La Trasfigurazione è un dipinto a olio su tavola (405x278 cm) di Raffaello, databile al 1518-1520 e conservato nella Pinacoteca vaticana.

È l'ultima opera eseguita dall'artista prima di morire, completata nella parte inferiore da Giulio Romano.

Storia[modifica | modifica sorgente]

Alla fine del 1516 o all'inizio del 1517 Giulio de' Medici (futuro Papa Clemente VII) commissionò due pale d'altare per la cattedrale della sede episopale di Narbonne, di cui era titolare dal 1515, una a Sebastiano del Piombo (la Resurrezione di Lazzaro, in parte disegnata da Michelangelo) e una a Raffello, la Trasfigurazione appunto[1].

Una lettera di Leonardo Sellaio a Michelangelo datata 19 gennaio 1517 accenna alla doppia commissione, ricordando il disappunto del Sanzio per essere finito in quella sorta di competizione: «Ora mi pare che Raffaello metta sotosopra el mondo, perché lui [il Piombo] non la faca [faccia], per non venire a' paraghonj»[2].

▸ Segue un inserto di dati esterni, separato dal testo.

PR #5385, opened 2023-09-03
Implement alternative of `IssueBuildMobile`

Garanas:
Implements the changes of https://github.com/FAForever/FA-Binary-Patches/pull/29 and applies it to the Ring Extractor, Distribute Orders and Copy Orders features.

The assembly change fixes the performance problem where each build order would create a separate built preview. Built previews are transparent and therefore expensive on your framerate. With the assembly change we can assign 1 build order to a group of engineers, instead of assigning a separate build order to each engineer.

### DIFF
--- a/engine/Sim.lua
+++ b/engine/Sim.lua
@@ -748,14 +748,24 @@ end
 function IssueBuildFactory(units, blueprintID, count)
 end
 
---- Orders a group of units to build a unit, each unit is assigned the closest building.
---- Takes some time to process (at least 3 ticks).
+--- Orders a group of units to build a unit, the nearest unit is given the order
+--- Takes some time to apply (at least 3 ticks).
 ---@param units Unit[]
 ---@param position Vector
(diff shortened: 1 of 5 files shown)


engine/Sim.lua
```diff
@@ -758,6 +758,16 @@ end
 function IssueBuildMobile(units, position, blueprintID, table)
 end
 
+--- Orders a group of units to start building another unit by blueprint id
+--- Takes some time to apply (at least 3 ticks).
+---@param units Unit[]
+---@param position Vector
+---@param blueprintID string
+---@param table number[] # A list of alternative build locations, similar to AiBrain.BuildStructure. Doesn't appear to function properly
+---@return SimCommand
```
4z0t, line 767: they all return nil

Garanas: Included in https://github.com/FAForever/fa/pull/5386

PR #5386, opened 2023-09-03
Implement the ringing behavior for fabricators

Garanas:
Implements the ringing of extractors with fabricators. Uses the same old logic as before, therefore players will not have to learn anything new. This is now safe for performance with thanks to https://github.com/FAForever/FA-Binary-Patches/pull/29

There's two different ways to ring extractors:

_Ringing only the inner fabricators, those that have the most adjacency_

image

_Ring with all fabricators that have some adjacency_

image

You can choose which through the game options:

image


4z0t:
Can you just revert other ringing stuff then too?

4z0t (changes requested):
Return as it was before.

Garanas:
Please stick to what this pull request is about. We can discuss whether the rest should return through Discord

PR #5396, opened 2023-09-05
Change depth indicator to multiple dots again and update description

gordenwunderlich:
new look
image
First two dots are at fixed depth (0.5 and 1.5) up to 3 dots appear afterwards and their distance scales based on water depth.
New description
image

### DIFF
--- a/lua/ui/game/cursor/depth.lua
+++ b/lua/ui/game/cursor/depth.lua
@@ -6,7 +6,8 @@ local meshSphere = '/env/Common/Props/sphere_lod0.scm'
 
 local MeshOnTerrain = nil
 local MeshOnTerrainRed = nil
-local MeshInBetween = nil
+local MeshesInBetween = { }
+local MaxMeshesInbetweenCount = 5
 local MeshFadeDistance = 300
 
 local Trash = TrashBag()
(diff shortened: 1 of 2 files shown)


Garanas:
Can you add that it is an estimated guess and not a ground truth to the description?

gordenwunderlich:
The thing is, The ground truth it's showing, is that where it's red you definitely 100% can't go.
This does of course not mean that you can go everywhere else, but I'm struggling to fit this into a description that's not 4 lines longer than the current one. Then nobody's gonna bother to read it or won't understand what it's trying to say.
Do you maybe have an idea?

Garanas:
That it may contain [type I errors](https://en.wikipedia.org/wiki/Type_I_and_type_II_errors) 😄 

What about:

```
When enabled, adds visual elements to visualize the offset between the water surface and the ocean floor at the position of the cursor. A separate indicator turns red when naval units are guaranteed to not be able to path at the location due to lack of depth.
```

gordenwunderlich:
We can take that. Conveys the same message as mine, while ominously hinting at the "guaranteed". Not sure if people will catch on to what that means, but at least they have a chance.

Schizzo per una composizione
Studio preparatorio, Ashmolean Museum

Nel 1520 però, quando doveva essere forse a metà della pala, Raffaello morì e in quella circostanza, riporta Vasari, la Trasfigurazione fu collocata davanti al suo letto di morte. Già nel 1520 l'opera si diffuse mediante la pubblicazione di un'incisione, ma tale doveva essere l'interesse del pubblico, che vennero prodotte stampe tratte da un disegno preparatorio, in cui tutte le figure apparivano nude[1].

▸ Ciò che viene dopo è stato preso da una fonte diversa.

PR #5401, opened 2023-09-06
Lobby: Increase the number of options for setting the UnitCap

Basilisk3:
Adds the options to increase the UnitCap to:
- 1750
- 2000

In some games, 1500 just isn't enough.

### DIFF
--- a/lua/ui/lobby/lobbyOptions.lua
+++ b/lua/ui/lobby/lobbyOptions.lua
@@ -31,7 +31,7 @@
 ---@field Share 'FullShare' | 'ShareUntilDeath' | 'PartialShare' | 'TransferToKiller' | 'Defectors' | 'CivilianDeserter'
 ---@field ShareUnitCap 'none' | 'allies' | 'all'
 ---@field Timeouts '0' | '3'| '-1'
----@field UnitCap '125' | '250' | '375' | '500' | '625' | '750' | '875' | '1000' | '1250' | '1500'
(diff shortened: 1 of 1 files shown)


Garanas:
Even though you're correct that this is technically possible I would not encourage it. It is like when FAForever introduced being able to play up to 8v8 - yes, it is 'possible' but the game just breaks quite quickly if you'd actually do it. The same applies to this change - if everyone in a 6v6 makes 2000 units then you're quickly done playing.

Instead, what if we make it the default to share the unit cap with allies when a player dies? That already exists in the game and we wouldn't push the total number of units then one can theoretically make at this point in a single game.

Basilisk3:
I disagree with the points you make. The incentive to make lots of units actually decreases the more players you have. There is essentially no reason to ever make 1500 or more units in a 6v6, unless it is with full share, which is played with a shared unit cap anyway. From the replays I have seen, most players do not even come close to the standard unit cap of 1000 in these games. 

This change is not going to interfere with the regular game in any way in over 99% of cases. This option is specifically for 2v2s through 4v4s, on large maps with lots of reclaim and expansions, or modded games. Examples could be Seton's Clutch or The Ditch.

Also slowing down the game on purpose, for example by making 2000 Labs, is bannable anyway. If a player is worried about someone possibly abusing it, it can just be left at the default settings, which are lower.

Garanas:
See the comment in https://github.com/FAForever/fa/pull/5402#issuecomment-1722434818

PR #6177, opened 2024-05-12
Add support for generating the wiki with BrewWikiGen

Garanas:

- (1) Removes FA-Lua specific syntax from files that are shared with the generator script
- (2) Adds missing unit icons
- (3) Adds missing unit strategic icons
- (4) Creates a setup to generate the input required to generate the Wiki

## Checklist

- [x] Find a proper fix for e6b287f2775e292a98bdac617aac78d319dc11e8


Garanas:
With thanks to @The-Balthazar for fixing and extending the [wiki generator](https://github.com/The-Balthazar/BrewWikiGen) to support our setup here at FAForever!

PR #6179, opened 2024-05-13
Ilshy Turn Rate Buff

MrRowey:
Improve the microabilty of the ilshy

```
TurnRate: 45 > 90
```

### DIFF
--- a/changelog/snippets/balance.6179.md
+++ b/changelog/snippets/balance.6179.md
@@ -1,0 +1,1 @@
+- (#6179) Increase Ilshavoh's max turn rate from 75 to 90 and on the spot turn rate from 45 to 90.
--- a/units/XSL0202/XSL0202_unit.bp
+++ b/units/XSL0202/XSL0202_unit.bp
@@ -198,7 +198,7 @@ UnitBlueprint{
         MotionType = "RULEUMT_Land",
         RotateOnSpot = false,
         TurnRadius = 2,
-        TurnRate = 45,
+        TurnRate = 90,
     },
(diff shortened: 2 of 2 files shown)


Garanas:
Wouldn't this make it a very strong unit? It has more range, health and damage output than the average counter part - the only downside is that it's more difficult to micro.

If the idea is to make it better, what if instead of 90 we go with 60?

MrRowey:
https://github.com/FAForever/fa/assets/20344151/07416307-1074-44da-9eb9-2029be920b3a

As Farms Shows here how one when trying to micro/ turn the ilsy it looks complete odd and 2 is really slow

lL1l1:
Ilshie is weak vs ACU (teamgames), and strong vs other units (1v1). Other units can catch up with ilshies pretty easily due to the speed difference and fight for a long time so the turn rate doesn't have a huge impact. In stark contrast, ACUs are slow and their overcharge is a one shot kill so the turn rate can help a lot with avoiding them.
The actual difficult part of ilshies when fighting other units is that they're slow and expensive, so they're more prone to getting swarmed and bad at catching raids.

There's also the nuance that `TurnRadius = 2` for ilshie gives it 74.5 turn rate when the nav waypoint is further than 2 away (just set TurnRadius to 0 to see how slow 45 TurnRate actually is), so your gut instinct to go with a small +15 buff would result in 75 -> 90 turn rate and not 45 -> 60.

lL1l1 (approved):
From an aesthetic POV, nothing seems wrong with buffing the turn rate.

PR #6185, opened 2024-05-14
Salvation Undershoot Fix

clyfordv:
Issue:
Salvation undershoots, sub-fragment and sub-sub-fragment code is generally brittle and not blueprint dependent.

Fixes:
1. Adds a `FragmentRadius` blueprint value to the AIFFragmentationSensor projectile blueprints, and links the fragment initial velocity to the blueprint `InitialSpeed` value.
2. Calculates the ballistic acceleration of the (progressively slower) sub-fragments so they don't fall short of the target.

Tangentially related fixes:
- Fixes an error where the wrong reference was passed to the Econ thread in `DefaultProjectileWeapon.lua`

### DIFF
--- a/changelog/snippets/fix.6185.md
+++ b/changelog/snippets/fix.6185.md
@@ -1,0 +1,1 @@
+(#6185) Fix Salvation Undershooting - reworks Salvation projectile code to not drop short and use blueprint values for speed and fragment spread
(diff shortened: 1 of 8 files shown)


MrRowey (approved):

MrRowey:
@clyfordv make sure to make a changelog snipit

Completata poi nella parte inferiore da Giulio Romano entro il 1522, non fu spedita in Francia perché il cardinale decise di trattenerla presso di sé, donandola solo in seguito alla chiesa di San Pietro in Montorio, dove decorò l'altare maggiore fino al 1797. In quell'anno infatti, in seguito al Trattato di Tolentino, l'opera, come molte altre, fu portata a Parigi e restituita solo nel 1816, con la Restaurazione. Papa Pio VII decise allora di destinarla alla Pinacoteca[3].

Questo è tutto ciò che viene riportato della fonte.